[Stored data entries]
*** Block opens ***

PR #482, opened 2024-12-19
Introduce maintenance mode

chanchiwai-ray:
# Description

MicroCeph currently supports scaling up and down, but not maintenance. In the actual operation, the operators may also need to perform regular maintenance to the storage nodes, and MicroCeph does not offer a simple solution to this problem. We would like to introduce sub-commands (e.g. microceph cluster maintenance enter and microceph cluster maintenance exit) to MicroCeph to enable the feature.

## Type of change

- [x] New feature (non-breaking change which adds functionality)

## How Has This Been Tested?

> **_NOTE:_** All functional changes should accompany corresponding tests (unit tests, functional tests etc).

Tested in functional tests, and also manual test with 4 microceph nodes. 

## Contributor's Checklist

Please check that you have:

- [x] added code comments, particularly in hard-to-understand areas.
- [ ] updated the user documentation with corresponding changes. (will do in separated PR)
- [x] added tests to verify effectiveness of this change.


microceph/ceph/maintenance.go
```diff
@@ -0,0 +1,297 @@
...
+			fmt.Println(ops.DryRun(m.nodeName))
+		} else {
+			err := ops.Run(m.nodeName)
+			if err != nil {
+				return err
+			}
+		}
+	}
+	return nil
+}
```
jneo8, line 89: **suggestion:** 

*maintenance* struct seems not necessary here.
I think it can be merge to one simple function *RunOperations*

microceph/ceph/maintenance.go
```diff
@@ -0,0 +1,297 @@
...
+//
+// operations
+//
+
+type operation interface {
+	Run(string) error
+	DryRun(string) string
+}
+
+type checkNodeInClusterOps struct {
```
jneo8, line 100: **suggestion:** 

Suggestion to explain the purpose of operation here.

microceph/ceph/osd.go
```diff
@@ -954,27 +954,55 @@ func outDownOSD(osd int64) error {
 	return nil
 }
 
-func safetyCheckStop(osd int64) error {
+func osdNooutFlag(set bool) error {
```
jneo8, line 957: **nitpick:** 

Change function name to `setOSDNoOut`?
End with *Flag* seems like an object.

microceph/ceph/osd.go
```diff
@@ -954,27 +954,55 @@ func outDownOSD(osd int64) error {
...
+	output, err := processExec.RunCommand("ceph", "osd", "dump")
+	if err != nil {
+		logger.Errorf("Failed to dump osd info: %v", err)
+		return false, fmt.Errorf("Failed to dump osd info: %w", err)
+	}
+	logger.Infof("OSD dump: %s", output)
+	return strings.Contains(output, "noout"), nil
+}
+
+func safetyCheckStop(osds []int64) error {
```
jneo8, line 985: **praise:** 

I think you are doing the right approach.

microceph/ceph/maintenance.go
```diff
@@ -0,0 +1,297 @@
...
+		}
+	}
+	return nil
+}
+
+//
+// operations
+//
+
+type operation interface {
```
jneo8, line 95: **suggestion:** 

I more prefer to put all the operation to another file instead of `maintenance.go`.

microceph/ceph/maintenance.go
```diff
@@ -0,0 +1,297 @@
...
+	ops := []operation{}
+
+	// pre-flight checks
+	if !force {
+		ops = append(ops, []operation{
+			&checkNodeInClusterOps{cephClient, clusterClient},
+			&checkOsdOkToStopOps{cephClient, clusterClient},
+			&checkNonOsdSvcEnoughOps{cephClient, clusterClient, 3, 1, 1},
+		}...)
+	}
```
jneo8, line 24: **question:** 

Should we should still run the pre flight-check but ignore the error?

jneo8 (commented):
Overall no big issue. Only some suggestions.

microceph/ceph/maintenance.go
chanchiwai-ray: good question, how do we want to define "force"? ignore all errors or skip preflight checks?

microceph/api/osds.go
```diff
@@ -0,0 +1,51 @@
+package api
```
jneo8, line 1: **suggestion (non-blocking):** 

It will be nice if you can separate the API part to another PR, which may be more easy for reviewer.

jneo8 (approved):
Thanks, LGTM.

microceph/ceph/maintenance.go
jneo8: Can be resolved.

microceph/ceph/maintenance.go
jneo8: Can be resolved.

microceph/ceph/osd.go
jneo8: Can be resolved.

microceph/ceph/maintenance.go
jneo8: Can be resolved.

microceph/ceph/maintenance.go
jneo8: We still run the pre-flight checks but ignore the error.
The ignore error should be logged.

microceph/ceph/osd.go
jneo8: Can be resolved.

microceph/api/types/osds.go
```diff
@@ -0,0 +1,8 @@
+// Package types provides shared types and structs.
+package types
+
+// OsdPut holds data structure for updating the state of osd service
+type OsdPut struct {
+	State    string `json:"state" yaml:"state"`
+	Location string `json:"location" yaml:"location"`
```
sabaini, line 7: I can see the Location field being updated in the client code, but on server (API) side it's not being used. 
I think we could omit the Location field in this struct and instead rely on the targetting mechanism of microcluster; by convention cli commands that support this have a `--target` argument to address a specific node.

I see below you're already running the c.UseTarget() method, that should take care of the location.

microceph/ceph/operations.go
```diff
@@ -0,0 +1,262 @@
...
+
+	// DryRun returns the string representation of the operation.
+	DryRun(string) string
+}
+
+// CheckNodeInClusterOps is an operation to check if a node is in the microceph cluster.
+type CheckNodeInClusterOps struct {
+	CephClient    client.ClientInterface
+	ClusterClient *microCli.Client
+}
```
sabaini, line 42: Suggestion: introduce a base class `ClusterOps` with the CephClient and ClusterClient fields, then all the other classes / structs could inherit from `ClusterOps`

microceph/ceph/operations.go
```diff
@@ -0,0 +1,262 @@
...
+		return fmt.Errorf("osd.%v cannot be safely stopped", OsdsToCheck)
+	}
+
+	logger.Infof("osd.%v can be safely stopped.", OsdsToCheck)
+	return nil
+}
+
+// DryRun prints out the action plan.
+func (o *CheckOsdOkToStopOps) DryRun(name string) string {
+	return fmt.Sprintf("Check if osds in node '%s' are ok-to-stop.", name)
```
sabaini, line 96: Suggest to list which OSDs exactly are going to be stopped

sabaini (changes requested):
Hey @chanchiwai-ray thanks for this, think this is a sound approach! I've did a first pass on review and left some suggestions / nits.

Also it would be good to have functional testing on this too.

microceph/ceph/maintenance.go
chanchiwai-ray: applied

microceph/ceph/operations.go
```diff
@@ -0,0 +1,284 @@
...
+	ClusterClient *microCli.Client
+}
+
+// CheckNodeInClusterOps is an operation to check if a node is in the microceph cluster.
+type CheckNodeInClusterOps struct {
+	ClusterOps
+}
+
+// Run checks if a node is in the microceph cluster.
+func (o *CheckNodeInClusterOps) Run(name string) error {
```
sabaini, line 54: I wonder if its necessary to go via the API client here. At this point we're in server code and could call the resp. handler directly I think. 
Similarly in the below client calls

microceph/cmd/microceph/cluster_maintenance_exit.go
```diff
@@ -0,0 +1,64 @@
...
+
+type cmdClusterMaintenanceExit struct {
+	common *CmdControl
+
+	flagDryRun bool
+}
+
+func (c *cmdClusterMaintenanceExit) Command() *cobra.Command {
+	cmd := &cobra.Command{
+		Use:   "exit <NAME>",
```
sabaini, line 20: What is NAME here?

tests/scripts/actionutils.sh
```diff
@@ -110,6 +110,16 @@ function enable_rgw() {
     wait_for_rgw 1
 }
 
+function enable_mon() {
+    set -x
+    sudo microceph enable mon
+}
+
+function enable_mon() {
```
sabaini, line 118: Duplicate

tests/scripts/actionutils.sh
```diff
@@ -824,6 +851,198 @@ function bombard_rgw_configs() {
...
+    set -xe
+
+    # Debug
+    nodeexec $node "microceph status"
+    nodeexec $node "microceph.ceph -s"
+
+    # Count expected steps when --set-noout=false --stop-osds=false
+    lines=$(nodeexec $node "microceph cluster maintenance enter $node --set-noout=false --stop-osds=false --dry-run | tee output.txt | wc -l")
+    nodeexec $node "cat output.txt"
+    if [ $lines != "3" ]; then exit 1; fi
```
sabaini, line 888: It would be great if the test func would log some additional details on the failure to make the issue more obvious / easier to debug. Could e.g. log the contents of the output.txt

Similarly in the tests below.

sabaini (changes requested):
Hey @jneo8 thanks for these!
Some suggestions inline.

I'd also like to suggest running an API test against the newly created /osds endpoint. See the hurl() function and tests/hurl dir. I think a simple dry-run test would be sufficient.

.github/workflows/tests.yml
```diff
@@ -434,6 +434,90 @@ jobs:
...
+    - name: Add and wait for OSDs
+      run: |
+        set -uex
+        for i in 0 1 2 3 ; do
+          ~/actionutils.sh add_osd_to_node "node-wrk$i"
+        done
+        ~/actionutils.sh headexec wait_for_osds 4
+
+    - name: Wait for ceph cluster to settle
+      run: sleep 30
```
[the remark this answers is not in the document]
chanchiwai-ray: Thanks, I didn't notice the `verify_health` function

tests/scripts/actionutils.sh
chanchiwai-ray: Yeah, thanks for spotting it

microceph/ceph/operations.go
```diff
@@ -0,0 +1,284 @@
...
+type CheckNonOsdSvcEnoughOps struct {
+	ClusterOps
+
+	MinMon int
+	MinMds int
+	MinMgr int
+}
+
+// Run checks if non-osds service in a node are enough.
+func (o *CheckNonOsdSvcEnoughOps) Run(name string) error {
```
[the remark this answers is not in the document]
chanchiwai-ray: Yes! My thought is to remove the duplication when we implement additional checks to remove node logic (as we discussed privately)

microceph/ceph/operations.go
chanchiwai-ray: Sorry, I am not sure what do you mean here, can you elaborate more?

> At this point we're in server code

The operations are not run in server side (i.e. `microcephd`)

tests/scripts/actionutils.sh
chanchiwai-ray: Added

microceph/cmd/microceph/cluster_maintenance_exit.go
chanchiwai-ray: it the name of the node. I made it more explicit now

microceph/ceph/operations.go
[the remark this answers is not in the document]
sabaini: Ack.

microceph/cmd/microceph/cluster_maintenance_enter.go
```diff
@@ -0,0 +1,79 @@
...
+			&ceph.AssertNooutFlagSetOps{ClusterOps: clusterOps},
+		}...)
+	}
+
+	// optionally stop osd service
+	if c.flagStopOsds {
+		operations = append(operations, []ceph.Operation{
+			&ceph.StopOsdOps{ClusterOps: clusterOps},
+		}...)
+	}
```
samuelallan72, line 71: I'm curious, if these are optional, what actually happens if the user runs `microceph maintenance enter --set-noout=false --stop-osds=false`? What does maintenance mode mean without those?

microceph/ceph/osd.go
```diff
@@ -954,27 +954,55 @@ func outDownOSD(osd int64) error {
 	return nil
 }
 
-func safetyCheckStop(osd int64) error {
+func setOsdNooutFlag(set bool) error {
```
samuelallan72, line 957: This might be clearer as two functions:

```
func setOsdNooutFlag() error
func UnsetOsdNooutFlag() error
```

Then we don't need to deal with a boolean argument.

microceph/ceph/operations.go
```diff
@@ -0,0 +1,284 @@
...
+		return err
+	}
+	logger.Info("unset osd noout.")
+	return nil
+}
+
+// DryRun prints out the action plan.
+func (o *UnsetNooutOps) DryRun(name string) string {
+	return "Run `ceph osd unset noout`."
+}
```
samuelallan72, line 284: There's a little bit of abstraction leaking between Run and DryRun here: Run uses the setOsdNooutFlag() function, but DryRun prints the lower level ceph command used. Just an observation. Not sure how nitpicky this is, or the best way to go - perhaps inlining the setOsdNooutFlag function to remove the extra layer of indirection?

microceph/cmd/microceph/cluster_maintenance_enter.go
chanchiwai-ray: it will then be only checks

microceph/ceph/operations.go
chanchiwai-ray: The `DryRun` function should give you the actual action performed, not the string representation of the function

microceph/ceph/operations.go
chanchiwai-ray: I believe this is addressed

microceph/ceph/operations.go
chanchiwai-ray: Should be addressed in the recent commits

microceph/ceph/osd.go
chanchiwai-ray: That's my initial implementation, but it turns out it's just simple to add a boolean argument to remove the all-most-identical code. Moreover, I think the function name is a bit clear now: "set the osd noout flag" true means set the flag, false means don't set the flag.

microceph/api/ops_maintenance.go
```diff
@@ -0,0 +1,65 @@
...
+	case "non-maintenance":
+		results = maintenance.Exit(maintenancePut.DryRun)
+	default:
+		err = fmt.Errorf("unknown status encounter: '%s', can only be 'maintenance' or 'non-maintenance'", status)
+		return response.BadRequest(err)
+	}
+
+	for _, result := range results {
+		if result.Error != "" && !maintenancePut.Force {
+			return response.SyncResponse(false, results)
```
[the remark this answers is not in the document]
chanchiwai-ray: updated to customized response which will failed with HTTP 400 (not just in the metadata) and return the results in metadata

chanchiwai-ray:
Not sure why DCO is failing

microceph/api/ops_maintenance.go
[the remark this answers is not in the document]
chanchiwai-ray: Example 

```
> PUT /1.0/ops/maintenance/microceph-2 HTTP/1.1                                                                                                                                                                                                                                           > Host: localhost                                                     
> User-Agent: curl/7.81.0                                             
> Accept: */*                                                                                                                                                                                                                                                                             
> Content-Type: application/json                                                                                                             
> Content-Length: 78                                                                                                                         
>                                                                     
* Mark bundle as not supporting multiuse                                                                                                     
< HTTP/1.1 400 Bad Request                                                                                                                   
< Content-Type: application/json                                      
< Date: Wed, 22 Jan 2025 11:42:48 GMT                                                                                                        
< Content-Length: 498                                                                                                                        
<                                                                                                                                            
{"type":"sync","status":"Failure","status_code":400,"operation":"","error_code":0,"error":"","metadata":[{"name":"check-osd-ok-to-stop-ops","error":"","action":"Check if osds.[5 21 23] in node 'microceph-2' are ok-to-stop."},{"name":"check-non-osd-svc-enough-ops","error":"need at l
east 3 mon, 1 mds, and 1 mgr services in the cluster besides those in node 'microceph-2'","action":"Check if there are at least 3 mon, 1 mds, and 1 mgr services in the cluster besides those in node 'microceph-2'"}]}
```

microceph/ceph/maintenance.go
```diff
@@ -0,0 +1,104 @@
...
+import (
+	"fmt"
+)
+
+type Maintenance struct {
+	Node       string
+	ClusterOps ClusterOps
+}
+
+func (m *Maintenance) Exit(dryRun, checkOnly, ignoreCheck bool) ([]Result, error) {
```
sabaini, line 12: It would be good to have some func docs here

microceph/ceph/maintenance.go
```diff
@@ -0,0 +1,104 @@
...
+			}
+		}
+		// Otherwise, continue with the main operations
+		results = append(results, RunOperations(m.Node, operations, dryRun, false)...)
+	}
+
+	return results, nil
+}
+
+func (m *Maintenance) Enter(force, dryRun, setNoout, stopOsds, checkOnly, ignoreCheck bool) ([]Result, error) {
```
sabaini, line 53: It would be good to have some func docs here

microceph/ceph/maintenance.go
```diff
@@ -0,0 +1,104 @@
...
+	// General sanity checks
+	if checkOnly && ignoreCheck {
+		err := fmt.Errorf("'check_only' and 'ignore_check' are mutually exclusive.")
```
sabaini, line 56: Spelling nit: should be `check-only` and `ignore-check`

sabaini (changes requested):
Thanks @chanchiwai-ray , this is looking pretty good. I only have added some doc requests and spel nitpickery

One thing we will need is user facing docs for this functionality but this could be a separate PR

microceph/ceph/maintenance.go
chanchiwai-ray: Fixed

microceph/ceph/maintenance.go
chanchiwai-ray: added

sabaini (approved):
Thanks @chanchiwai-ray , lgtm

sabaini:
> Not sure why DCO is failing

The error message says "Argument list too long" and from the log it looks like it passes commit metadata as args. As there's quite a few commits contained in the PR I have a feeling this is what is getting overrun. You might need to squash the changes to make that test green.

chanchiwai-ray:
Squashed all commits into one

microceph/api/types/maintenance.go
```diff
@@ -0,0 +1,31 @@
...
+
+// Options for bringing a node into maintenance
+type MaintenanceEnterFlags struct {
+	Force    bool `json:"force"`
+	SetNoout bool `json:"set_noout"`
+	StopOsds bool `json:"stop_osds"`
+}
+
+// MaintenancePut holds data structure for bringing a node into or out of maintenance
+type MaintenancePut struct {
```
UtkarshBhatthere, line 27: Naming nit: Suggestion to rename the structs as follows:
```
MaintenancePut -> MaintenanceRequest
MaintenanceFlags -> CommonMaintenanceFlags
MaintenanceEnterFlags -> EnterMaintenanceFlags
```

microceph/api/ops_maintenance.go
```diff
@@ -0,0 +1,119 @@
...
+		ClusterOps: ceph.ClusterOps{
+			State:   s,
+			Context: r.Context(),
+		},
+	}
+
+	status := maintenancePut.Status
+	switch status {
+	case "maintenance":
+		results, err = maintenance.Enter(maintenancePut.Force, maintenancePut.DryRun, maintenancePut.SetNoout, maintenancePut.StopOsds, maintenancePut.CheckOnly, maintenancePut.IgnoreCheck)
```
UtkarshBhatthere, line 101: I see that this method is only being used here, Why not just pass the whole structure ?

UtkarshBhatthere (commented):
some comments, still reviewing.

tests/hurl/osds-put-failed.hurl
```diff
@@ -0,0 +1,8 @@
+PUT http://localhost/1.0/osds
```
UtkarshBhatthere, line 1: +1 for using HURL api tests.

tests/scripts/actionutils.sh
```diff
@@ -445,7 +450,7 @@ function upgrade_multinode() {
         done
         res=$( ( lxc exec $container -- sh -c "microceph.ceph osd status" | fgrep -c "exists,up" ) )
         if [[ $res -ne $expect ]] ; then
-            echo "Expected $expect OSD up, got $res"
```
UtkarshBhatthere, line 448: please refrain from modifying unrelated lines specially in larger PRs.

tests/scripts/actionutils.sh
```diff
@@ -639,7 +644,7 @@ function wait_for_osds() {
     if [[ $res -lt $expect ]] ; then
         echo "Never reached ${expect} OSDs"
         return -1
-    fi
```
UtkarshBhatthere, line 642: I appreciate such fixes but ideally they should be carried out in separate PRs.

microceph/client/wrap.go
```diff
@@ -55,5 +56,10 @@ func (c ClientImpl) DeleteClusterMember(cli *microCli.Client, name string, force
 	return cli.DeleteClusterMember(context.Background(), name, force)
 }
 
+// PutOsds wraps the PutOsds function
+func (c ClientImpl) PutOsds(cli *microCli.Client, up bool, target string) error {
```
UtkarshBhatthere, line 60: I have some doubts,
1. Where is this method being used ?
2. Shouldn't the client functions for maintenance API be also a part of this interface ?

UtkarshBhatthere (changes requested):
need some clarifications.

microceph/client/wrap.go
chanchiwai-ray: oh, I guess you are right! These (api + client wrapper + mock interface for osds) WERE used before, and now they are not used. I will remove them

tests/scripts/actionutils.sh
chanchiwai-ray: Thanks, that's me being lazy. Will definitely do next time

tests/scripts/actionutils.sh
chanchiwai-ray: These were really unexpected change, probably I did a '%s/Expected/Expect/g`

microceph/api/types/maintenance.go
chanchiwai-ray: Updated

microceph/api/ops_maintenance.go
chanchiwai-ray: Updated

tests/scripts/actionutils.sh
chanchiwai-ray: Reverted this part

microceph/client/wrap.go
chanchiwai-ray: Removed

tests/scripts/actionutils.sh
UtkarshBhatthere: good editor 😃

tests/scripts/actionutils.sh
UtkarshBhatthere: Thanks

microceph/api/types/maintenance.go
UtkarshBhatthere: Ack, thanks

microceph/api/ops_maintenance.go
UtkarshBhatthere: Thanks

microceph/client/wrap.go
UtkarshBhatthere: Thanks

*** Block closes ***

[WORK TO BE COMPLETED]:
The line above containing "jneo8, line 1: **suggestion", the line containing "sabaini, line 7: I", and every line between them are to be transcribed exactly; no other line is wanted.

[EXERCISE SOLUTION]:
jneo8, line 1: **suggestion (non-blocking):** 

It will be nice if you can separate the API part to another PR, which may be more easy for reviewer.

jneo8 (approved):
Thanks, LGTM.

microceph/ceph/maintenance.go
jneo8: Can be resolved.

microceph/ceph/maintenance.go
jneo8: Can be resolved.

microceph/ceph/osd.go
jneo8: Can be resolved.

microceph/ceph/maintenance.go
jneo8: Can be resolved.

microceph/ceph/maintenance.go
jneo8: We still run the pre-flight checks but ignore the error.
The ignore error should be logged.

microceph/ceph/osd.go
jneo8: Can be resolved.

microceph/api/types/osds.go
```diff
@@ -0,0 +1,8 @@
+// Package types provides shared types and structs.
+package types
+
+// OsdPut holds data structure for updating the state of osd service
+type OsdPut struct {
+	State    string `json:"state" yaml:"state"`
+	Location string `json:"location" yaml:"location"`
```
sabaini, line 7: I can see the Location field being updated in the client code, but on server (API) side it's not being used. 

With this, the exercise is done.